I (15m) wish I could be closer to this girl I know (15f) but don’t know what to change within myself

r/

I (15m) have tried to have romantic connections with people who’ve been interested in me, but I can never make it work. I’ve been told that people I know are attracted to/interested in me, i’ve become relatively popular recently and i’ve been flirted with.
But when people try to have any kind of relationship with me I struggle to put effort in.

This one girl (15m) started talking to me more and did so for a while. She complimented me a lot, kept me in the loop, and just wanted to talk to me all the time. She cleared up claims that she’d had sex with her ex to me even when it was completely unrelated and she didn’t have to, which is what first made me think she might be interested in me. I was talking to her in school all the time, and it seemed like we could have something.

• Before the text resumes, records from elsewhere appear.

PR #718, opened 2021-04-19
Feat/deployment config

ivanstanev:

### What this does

Add support for [DeploymentConfig](https://docs.openshift.com/container-platform/4.7/applications/deployments/what-deployments-are.html) on OpenShift.

Before we set up Informers in the cluster for all the different workloads (e.g. Deployment, ReplicaSet), specifically for DeploymentConfig we now do a small query to the API server to understand if it's supported. If the API request returns successfully (non-404 code) then DeploymentConfig is supported and we set up a Watch following the routes in the [API reference](https://docs.openshift.com/container-platform/4.7/rest_api/workloads_apis/deploymentconfig-apps-openshift-io-v1.html). If the K8s API returns 404 (meaning the resource is unknown) then we skip creating a DeploymentConfig Informer.

What was added:
- an integration test for OpenShift 4 that applies a DeploymentConfig and checks that the workload was scanned
- TypeScript types for `DeploymentConfigV1` based on the [API reference](https://docs.openshift.com/container-platform/4.7/rest_api/workloads_apis/deploymentconfig-apps-openshift-io-v1.html)
- some functions are now `async` to allow querying the API server for supported workloads before deciding whether to set an Informer; we also await `informer.start()` calls since it returns a Promise

### More information

Commit by commit 🙏 

- [Jira ticket RUN-1505](https://snyksec.atlassian.net/browse/RUN-1505)

### DIFF
--- a/package.json
+++ b/package.json
@@ -33,7 +33,7 @@
     "lint": "eslint \"src/**/*.ts\" && (cd test && eslint \"**/*.ts\")"
   },
   "dependencies": {
-    "@kubernetes/client-node": "^0.14.2",
+    "@kubernetes/client-node": "^0.14.3",
     "@snyk/dep-graph": "^1.28.0",
     "async": "^3.2.0",
     "aws-sdk": "^2.870.0",
--- a/src/supervisor/types.ts
+++ b/src/supervisor/types.ts
@@ -1,6 +1,15 @@
-import { IncomingMessage }  from 'http';
-import { AppsV1Api, BatchV1Api, BatchV1beta1Api, CoreV1Api, KubeConfig,
-  V1ObjectMeta, V1OwnerReference, V1PodSpec } from '@kubernetes/client-node';
+import { IncomingMessage } from 'http';
+import {
+  AppsV1Api,
+  BatchV1Api,
+  BatchV1beta1Api,
+  CoreV1Api,
+  CustomObjectsApi,
+  KubeConfig,
+  V1ObjectMeta,
+  V1OwnerReference,
+  V1PodSpec,
+} from '@kubernetes/client-node';
 
 export enum WorkloadKind {
   Deployment = 'Deployment',
@@ -11,6 +20,7 @@ export enum WorkloadKind {
   CronJob = 'CronJob',
   ReplicationController = 'ReplicationController',
   Pod = 'Pod',
+  DeploymentConfig = 'DeploymentConfig',
 }
 
 export interface IRequestError {
@@ -32,6 +42,7 @@ export interface IK8sClients {
   readonly coreClient: CoreV1Api;
   readonly batchClient: BatchV1Api;
   readonly batchUnstableClient: BatchV1beta1Api;
+  readonly customObjectsClient: CustomObjectsApi;
 }
 
 export class K8sClients implements IK8sClients {
@@ -41,12 +52,17 @@ export class K8sClients implements IK8sClients {
   // TODO: Keep an eye on this! We need v1beta1 API for CronJobs.
   // https://kubernetes.io/docs/concepts/overview/kubernetes-api/#api-versioning
   // CronJobs will appear in v2 API, but for now there' only v2alpha1, so it's a bad idea to use it.
+  // TODO: https://kubernetes.io/blog/2021/04/09/kubernetes-release-1.21-cronjob-ga/
+  // CronJobs are now GA in Kubernetes 1.21 in the batch/v1 API, we should add support for it!
   public readonly batchUnstableClient: BatchV1beta1Api;
+  /** This client is used to access Custom Resources in the cluster, e.g. DeploymentConfig on OpenShift. */
+  public readonly customObjectsClient: CustomObjectsApi;
 
   constructor(config: KubeConfig) {
     this.appsClient = config.makeApiClient(AppsV1Api);
     this.coreClient = config.makeApiClient(CoreV1Api);
     this.batchClient = config.makeApiClient(BatchV1Api);
     this.batchUnstableClient = config.makeApiClient(BatchV1beta1Api);
+    this.customObjectsClient = config.makeApiClient(CustomObjectsApi);
   }
 }
--- a/src/supervisor/watchers/handlers/deployment-config.ts
+++ b/src/supervisor/watchers/handlers/deployment-config.ts
@@ -1,0 +1,32 @@
+import { deleteWorkload } from './workload';
+import { WorkloadKind } from '../../types';
+import { FALSY_WORKLOAD_NAME_MARKER, V1DeploymentConfig } from './types';
+
+export async function deploymentConfigWatchHandler(
+  deploymentConfig: V1DeploymentConfig,
+): Promise<void> {
+  if (
+    !deploymentConfig.metadata ||
+    !deploymentConfig.spec ||
+    !deploymentConfig.spec.template.metadata ||
+    !deploymentConfig.spec.template.spec ||
+    !deploymentConfig.status
+  ) {
+    return;
+  }
+
+  const workloadName =
+    deploymentConfig.metadata.name || FALSY_WORKLOAD_NAME_MARKER;
+
+  await deleteWorkload(
+    {
+      kind: WorkloadKind.DeploymentConfig,
+      objectMeta: deploymentConfig.metadata,
+      specMeta: deploymentConfig.spec.template.metadata,
+      ownerRefs: deploymentConfig.metadata.ownerReferences,
+      revision: deploymentConfig.status.observedGeneration,
+      podSpec: deploymentConfig.spec.template.spec,
+    },
+    workloadName,
+  );
+}
--- a/src/supervisor/watchers/handlers/index.ts
+++ b/src/supervisor/watchers/handlers/index.ts
@@ -1,4 +1,5 @@
 import { makeInformer, ADD, DELETE, ERROR, UPDATE, KubernetesObject } from '@kubernetes/client-node';
+
 import { logger } from '../../../common/logger';
 import { WorkloadKind } from '../../types';
 import { podWatchHandler, podDeletedHandler } from './pod';
@@ -9,6 +10,7 @@ import { jobWatchHandler } from './job';
 import { replicaSetWatchHandler } from './replica-set';
 import { replicationControllerWatchHandler } from './replication-controller';
 import { statefulSetWatchHandler } from './stateful-set';
+import { deploymentConfigWatchHandler } from './deployment-config';
 import { k8sApi, kubeConfig } from '../../cluster';
 import * as kubernetesApiWrappers from '../../kuberenetes-api-wrappers';
 import { IWorkloadWatchMetadata, FALSY_WORKLOAD_NAME_MARKER } from './types';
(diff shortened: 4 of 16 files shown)


package.json
```diff
@@ -33,7 +33,7 @@
     "lint": "eslint \"src/**/*.ts\" && (cd test && eslint \"**/*.ts\")"
   },
   "dependencies": {
-    "@kubernetes/client-node": "^0.14.2",
+    "@kubernetes/client-node": "^0.14.3",
```
dkontorovskyy, line 36: 0.14.3 removed the use of net-keepalive, so we also can remove dependencies we install in Dockefile
https://github.com/kubernetes-client/javascript/commit/a3e6c0aff670d2441c9b31691f36e3d159ad52ec

src/supervisor/types.ts
```diff
@@ -41,12 +52,17 @@ export class K8sClients implements IK8sClients {
   // TODO: Keep an eye on this! We need v1beta1 API for CronJobs.
   // https://kubernetes.io/docs/concepts/overview/kubernetes-api/#api-versioning
   // CronJobs will appear in v2 API, but for now there' only v2alpha1, so it's a bad idea to use it.
+  // TODO: https://kubernetes.io/blog/2021/04/09/kubernetes-release-1.21-cronjob-ga/
```
dkontorovskyy, line 55: Can you reflect this with a ticket in Jira, please? :)

src/supervisor/watchers/handlers/index.ts
```diff
@@ -91,9 +93,67 @@ const workloadWatchMetadata: Readonly<IWorkloadWatchMetadata> = {
...
+      fieldSelector,
+      labelSelector,
+      limit,
+    );
+    return (
+      attemptedApiCall !== undefined &&
+      attemptedApiCall.response !== undefined &&
+      attemptedApiCall.response.statusCode !== undefined &&
+      attemptedApiCall.response.statusCode > 200 &&
+      attemptedApiCall.response.statusCode < 300
```
dkontorovskyy, line 136:
```suggestion
      Boolean(attemptedApiCall?.response?.statusCode > 200 && attemptedApiCall?.response?.statusCode > 200)
```

ivanstanev: `Object is possibly 'undefined'.ts(2532)` ;)

src/supervisor/watchers/handlers/index.ts
```diff
@@ -91,9 +93,71 @@ const workloadWatchMetadata: Readonly<IWorkloadWatchMetadata> = {
...
+  try {
+    const pretty = undefined;
+    const continueToken = undefined;
+    const fieldSelector = undefined;
+    const labelSelector = undefined;
+    const limit = 1; // Try to grab only a single object
+    const resourceVersion = undefined; // List anything in the cluster
+    const timeoutSeconds = 10; // Don't block the snyk-monitor indefinitely
+    const attemptedApiCall = await k8sApi.customObjectsClient.listNamespacedCustomObject(
+      'apps.openshift.io',
```
dkontorovskyy, line 123: nit: Why don't store this in an object and just reference GVK parts from the static map?

src/supervisor/watchers/handlers/index.ts
dkontorovskyy: oh, missed the first statement

src/supervisor/watchers/handlers/index.ts
```diff
@@ -113,11 +180,11 @@ export function setupInformer(namespace: string, workloadKind: WorkloadKind) {
   informer.on(ERROR, (err) => {
     // Types from client library insists that callback is of type KubernetesObject
     if ((err as any).code === ECONNRESET_ERROR_CODE) {
-      logger.debug(`informer ${ECONNRESET_ERROR_CODE} occurred, restarting informer`);
+      logger.debug({}, `informer ${ECONNRESET_ERROR_CODE} occurred, restarting informer`);
```
dkontorovskyy, line 183: ❤️

src/supervisor/watchers/handlers/index.ts
```diff
@@ -91,9 +93,71 @@ const workloadWatchMetadata: Readonly<IWorkloadWatchMetadata> = {
     },
     listFactory: (namespace) => () => k8sApi.appsClient.listNamespacedStatefulSet(namespace),
   },
+  [WorkloadKind.DeploymentConfig]: {
+    /** https://docs.openshift.com/container-platform/4.7/rest_api/workloads_apis/deploymentconfig-apps-openshift-io-v1.html */
+    endpoint: '/apis/apps.openshift.io/v1/watch/namespaces/{namespace}/deploymentconfigs',
+    handlers: {
+      [DELETE]: deploymentConfigWatchHandler,
+    },
+    listFactory: (namespace) => () => k8sApi.customObjectsClient.listNamespacedCustomObject("apps.openshift.io", "v1", namespace, "deploymentconfigs"),
```
dkontorovskyy, line 102: nit: looks like we use single quotes everywhere

src/supervisor/watchers/handlers/index.ts
```diff
@@ -91,9 +93,71 @@ const workloadWatchMetadata: Readonly<IWorkloadWatchMetadata> = {
...
+
+  try {
+    const pretty = undefined;
+    const continueToken = undefined;
+    const fieldSelector = undefined;
+    const labelSelector = undefined;
+    const limit = 1; // Try to grab only a single object
+    const resourceVersion = undefined; // List anything in the cluster
+    const timeoutSeconds = 10; // Don't block the snyk-monitor indefinitely
+    const attemptedApiCall = await k8sApi.customObjectsClient.listNamespacedCustomObject(
```
minsiyang, line 122: I assume here is calling to the k8s client API to add the deploymentConfig functionality to the cluster? 😄

src/supervisor/watchers/handlers/index.ts
```diff
@@ -135,5 +202,5 @@ export function setupInformer(namespace: string, workloadKind: WorkloadKind) {
     });
   }
 
-  informer.start();
+  await informer.start();
```
dkontorovskyy, line 205: ❤️

src/supervisor/watchers/handlers/types.ts
```diff
@@ -1,3 +1,5 @@
+import { V1ObjectMeta, V1PodTemplateSpec } from "@kubernetes/client-node";
```
dkontorovskyy, line 1: nit: use single quotes, please :)

src/supervisor/watchers/handlers/index.ts
```diff
@@ -91,9 +93,71 @@ const workloadWatchMetadata: Readonly<IWorkloadWatchMetadata> = {
...
+    listFactory: (namespace) => () => k8sApi.customObjectsClient.listNamespacedCustomObject("apps.openshift.io", "v1", namespace, "deploymentconfigs"),
+  },
 };
 
-export function setupInformer(namespace: string, workloadKind: WorkloadKind) {
+async function isSupportedWorkload(
+  namespace: string,
+  workloadKind: WorkloadKind,
+): Promise<boolean> {
+  if (workloadKind !== WorkloadKind.DeploymentConfig) {
```
dkontorovskyy, line 110: I'm just thinking if there is a way we can separate vanilla workloads from custom objects to avoid doing this if and not calling this function with vanilla workloads. Nothing comes to my mind for now

ivanstanev: We could probably re-use this function once we add support for the new API batch/v1 CronJobs - we might want to see if they're supported before adding an Informer

src/supervisor/watchers/handlers/types.ts
ivanstanev: `prettier` better!

src/supervisor/watchers/handlers/index.ts
ivanstanev: This queries the API to see if DeploymentConfigs can be returned by Kubernetes. If the API returns something, then we know they're supported and we can later set up an Informer to watch for changes. If this query fails then DeploymentConfig is likely unsupported

src/supervisor/watchers/handlers/index.ts
ivanstanev: Could you share an example code? Not sure what you mean

src/supervisor/watchers/handlers/index.ts
dkontorovskyy: sweeeeeet :)

src/supervisor/watchers/handlers/index.ts
```diff
@@ -91,9 +93,71 @@ const workloadWatchMetadata: Readonly<IWorkloadWatchMetadata> = {
...
+    logger.info(
+      { error, workloadKind },
+      'Failed on Kubernetes API call to list DeploymentConfig',
+    );
+    return false;
+  }
+}
+
+export async function setupInformer(namespace: string, workloadKind: WorkloadKind): Promise<void> {
+  const isSupported = await isSupportedWorkload(namespace, workloadKind);
```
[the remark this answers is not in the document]
ivanstanev: 💡 
But it would complicate the code a bit, we now need to check this only once and we need to differentiate between snyk-monitor scanning the cluster or snyk-monitor scanning a single namespace (won't have permission to query the cluster if scanning a single namespace).

src/supervisor/watchers/handlers/index.ts
```diff
@@ -91,9 +93,71 @@ const workloadWatchMetadata: Readonly<IWorkloadWatchMetadata> = {
...
+      labelSelector,
+      limit,
+      resourceVersion,
+      timeoutSeconds,
+    );
+    return (
+      attemptedApiCall !== undefined &&
+      attemptedApiCall.response !== undefined &&
+      attemptedApiCall.response.statusCode !== undefined &&
+      attemptedApiCall.response.statusCode > 200 &&
```
kat1906, line 139: is `200` not valid here?

src/supervisor/watchers/handlers/types.ts
kat1906: can we set up a linting rule for this?

src/supervisor/watchers/handlers/index.ts
ivanstanev: Nice catch!

src/supervisor/watchers/handlers/index.ts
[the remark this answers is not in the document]
ivanstanev: Opting not to do it because it would complicate the code quite a bit, LMK if you think it's a really bad idea and the benefits would outweigh the downsides 😉

src/supervisor/watchers/handlers/deployment-config.ts
```diff
@@ -0,0 +1,32 @@
...
+    !deploymentConfig.spec.template.spec ||
+    !deploymentConfig.status
+  ) {
+    return;
+  }
+
+  const workloadName =
+    deploymentConfig.metadata.name || FALSY_WORKLOAD_NAME_MARKER;
+
+  await deleteWorkload(
```
kat1906, line 21: how come the workload is deleted?

kat1906: oh it only has a delete command!

kat1906: should `delete` be in the name of the handler? (I see that this is not what we have done in the others apart from pod but maybe it should be for consistency?)

kat1906 (approved):

src/supervisor/watchers/handlers/deployment-config.ts
ivanstanev: @kat1906 Yes I think it's the second time the names trip us up here, I'll open a follow up PR to improve them 🙏 The `deleteWorkload()` here only sends an event to Upstream that this workload was deleted, it doesn't actually do anything to the workload in K8s 😄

But it was really only her putting in much effort. I couldn’t take action. Eventually she stopped talking to me that often.
People expect me to be a certain way because I hang out with popular people and take drugs and go to things. I’m way better looking and better dressed than I was a couple years ago. I don’t get made fun of as much.
But people have forgotten that i’m still cripplingly anxious and insecure due to my past experiences and my autism. I have a hard time starting conversations with people and holding connections because I push them away by being awkward and terrified.

How can I change this? What can I do to show her and other people in my life that I am interested and do care? I am not a cold person at all, and I hate how I manage to come off that way.

Thx a lot for any advice 🙏

TL;DR: I want to get closer to this girl I know but I have to change in order to be able to make a connection with people, but i’m not sure how.